In our previous blog posts, we tried to calculate the cost for inference based on the peak RPS, but this time, we decided to adjust our formula and link it to a throughput value (in this context, it is a number or processed tokens per second).

If you look at the explanations of the formula written below, you can see that the throughput value depends on the total number of requests the users sent (for the classification task, the model was generating approximately 6 tokens for the input of roughly 100 tokens):

Number of tokens processed = input tokens + output tokens = 100 + 6 = 106

Throughput (tokens / s) = Total number of requests * Number of tokens processed / Duration

Time to process 1K tokens (min) = 1K / Throughput (tokens / s) / 60

Cost to process 1K tokens per hour = Time to process 1K tokens / 60 * Instance cost (per hour)

The process of identifying the specific number of requests mirrored the approach we used during the benchmarking. In this setup, we had 10 users actively sending requests for an hour, with Locust adjusting the frequency of these requests based on the server’s response capabilities.

By using such calculations, we aimed to imitate the way the inference cost was calculated in this blog post written by the Hugging Face team.

Per the table below, the total number of requests for RedPajama 3B is bigger than for LLama-2–7B and RedPajama 7B, which means that deploying a model trained on fewer parameters may be cheaper ($0.0003 for RedPajama 3B compared to $0.0006 for RedPajama 7B).

We also compared the cost of classifying one million sentences (assuming each contains approximately 100 tokens) using our fine-tuned models with those of GPT-3.5 Turbo and GPT-4.

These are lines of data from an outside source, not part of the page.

PR #1815, opened 2019-04-27
ci: Use rustc docker image for x86_64 and i686 linux

tesuji:
cc @kinnison , @alexcrichton 
~So the effort of improving CI time is zero for now~ (#1760)
The next PR might be setting up sccache.

### DIFF
--- a/ci/docker/i686-unknown-linux-gnu/Dockerfile
+++ b/ci/docker/i686-unknown-linux-gnu/Dockerfile
@@ -1,9 +1,1 @@
-FROM alexcrichton/rust-slave-dist:2015-10-20b
-USER root
-
-WORKDIR /
-RUN curl https://www.cpan.org/src/5.0/perl-5.28.0.tar.gz | tar xzf -
-WORKDIR /perl-5.28.0
-RUN ./configure.gnu
-RUN make -j$(nproc)
-RUN make install
+FROM rust-i686-unknown-linux-gnu
--- a/ci/docker/x86_64-unknown-linux-gnu/Dockerfile
+++ b/ci/docker/x86_64-unknown-linux-gnu/Dockerfile
@@ -1,9 +1,1 @@
-FROM alexcrichton/rust-slave-dist:2015-10-20b
-USER root
-
-WORKDIR /
-RUN curl https://www.cpan.org/src/5.0/perl-5.28.0.tar.gz | tar xzf -
-WORKDIR /perl-5.28.0
-RUN ./configure.gnu
-RUN make -j$(nproc)
-RUN make install
+FROM rust-x86_64-unknown-linux-gnu
--- a/ci/fetch-rust-docker.sh
+++ b/ci/fetch-rust-docker.sh
@@ -22,6 +22,8 @@ case "$TARGET" in
   powerpc64-unknown-linux-gnu)     image=dist-powerpc64-linux ;;
   powerpc64le-unknown-linux-gnu)   image=dist-powerpc64le-linux ;;
   s390x-unknown-linux-gnu)         image=dist-s390x-linux ;;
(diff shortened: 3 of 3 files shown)


ci/docker/i686-unknown-linux-gnu/Dockerfile
```diff
@@ -1,9 +1,2 @@
...
-USER root
-
-WORKDIR /
-RUN curl https://www.cpan.org/src/5.0/perl-5.28.0.tar.gz | tar xzf -
-WORKDIR /perl-5.28.0
-RUN ./configure.gnu
-RUN make -j$(nproc)
-RUN make install
+FROM rust-i686-unknown-linux-gnu
+RUN ln /rustroot/bin/gcc /rustroot/bin/cc
```
kinnison: Is there a nicer, perhaps package-managery way we can have this work?

kinnison (approved):
Over-all I like this a lot.  It feels right to me to be using the same docker image sources everywhere.

@alexcrichton how do you feel about this?  I'm guessing positive?

(tentative approval, but I'd like at least one other docker-conversant person to have final approval)

ci/docker/i686-unknown-linux-gnu/Dockerfile
mati865: There is no package manager involved here.
Setting environment variable `CC=/rustroot/bin/gcc` should work.

tesuji: No, setting `CC` env doesn't seem to work. Maybe `cc` crate doesn't respect
`CC` env?

tesuji:
```console
$ printenv CC CXX
clang
clang++
```

CC is set to clang and we still had the build error.

mati865: Ah, the target is explicitly configured: https://github.com/rust-lang/rustup.rs/blob/66c4d10871edc307865db031483f2bd799abbba3/ci/run.sh#L9
So it'd be `CC_x86_64-unknown-linux-gnu` for x84_64.

I don't know exact error but if it was the linker then `RUSTFLAGS="-C linker=gcc"` would help but this is getting a bit complex.

tesuji: Is `CC_x86_64-unknown-linux-gnu` standard or it's just used by cc crate?

tesuji: The error message is
```rust
     Running `rustc --crate-name semver_parser /src/target/cargo-home/registry/src/github.com-1ecc6299db9ec823/semver-parser-0.7.0/src/lib.rs --color always --crate-type lib --emit=dep-info,link -C opt-level=3 -C codegen-units=1 -C metadata=c7af5d73bcae4fa9 -C extra-filename=-c7af5d73bcae4fa9 --out-dir /src/target/release/deps -L dependency=/src/target/release/deps --cap-lints allow`
error: linker `cc` not found
  |
  = note: No such file or directory (os error 2)
```

mati865: > Is CC_x86_64-unknown-linux-gnu standard or it's just used by cc crate?

As far as I can tell it's used by `cc-rs` and Rust's bootstrap.

> The error message is

That's the linker error so `RUSTFLAGS="-C linker=gcc"` would work.

tesuji: I still think about it: Why does rustc's docker image have no `cc` hard link?
It is common that `cc` hard link to `gcc` on Linux distro.

tesuji:
Blocked by rust-lang/rust#60366

alexcrichton (approved):

tesuji:
Ok. Ready to merge :tada:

As shown in the bar chart presented below, the price is more than three times lower compared to GPT-3.5 Turbo and 63 times lower when compared to GPT-4.

Conclusion

In conclusion, here are the takeaways of our views based on our experiments.

Both TGI and vLLM demonstrate similar performance levels, exhibiting noticeable effectiveness where latency 90% is typically below one second in most scenarios.
We believe that Nvidia A100 is better than Nvidia A10 as it can serve twice as many requests at the same time when compared to the A10.
It appears that the smaller the LLM, the higher the number of requests it can serve. RedPajama 3B achieves 30 requests/second on TGI with Nvidia A10 GPU, compared to RedPajama 7B’s 20 requests/second with the same configuration.
Standalone inference platform appears to fall short in managing heavy user traffic, as seen from earlier load tests, such as TGI and vLLM. We were unable to process incoming requests beyond 10 minutes under moderate loads (likely due to insufficient resource allocation and load management).

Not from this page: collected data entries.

PR #1817, opened 2019-04-28
Remove duplicate std::env import

onatm:
This PR removes a duplicate import of `std::env` from `cli/self_update`.

I saw the duplicate import warning while working on #1808 and decided to tackle it in another PR


kinnison (approved):
Seems sane to me, Thank you

PR #1819, opened 2019-04-29
Update to env_proxy 0.3.1 to handle proxies on default ports

### LINKED ISSUE #1811: Tracking: env_proxy loses :80 on http proxies
A user reported on the discord that this was happening, we've tracked it through and filed https://github.com/inejge/env_proxy/issues/6 this issue is here to track that so that we can update our `Cargo.{toml,lock}` when a fix is released.

mgdm:
Resolves #1811.


kinnison (approved):
LGTM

In the end, we deployed some of our models on Amazon SageMaker endpoint with Hugging Face DLC and observed stable performance and ability of the server to handle a large amount of requests.

Regarding the cost, our calculations demonstrate that using fine-tuned models for classifying one million sentences, each roughly containing 100 tokens, is more cost-effective. Specifically, it costs over three times less than using GPT-3.5 Turbo and is 63 times more affordable than employing GPT-4 for the same task.

The codebase for serving options is available in our LLM-Fine Tuning-Hub.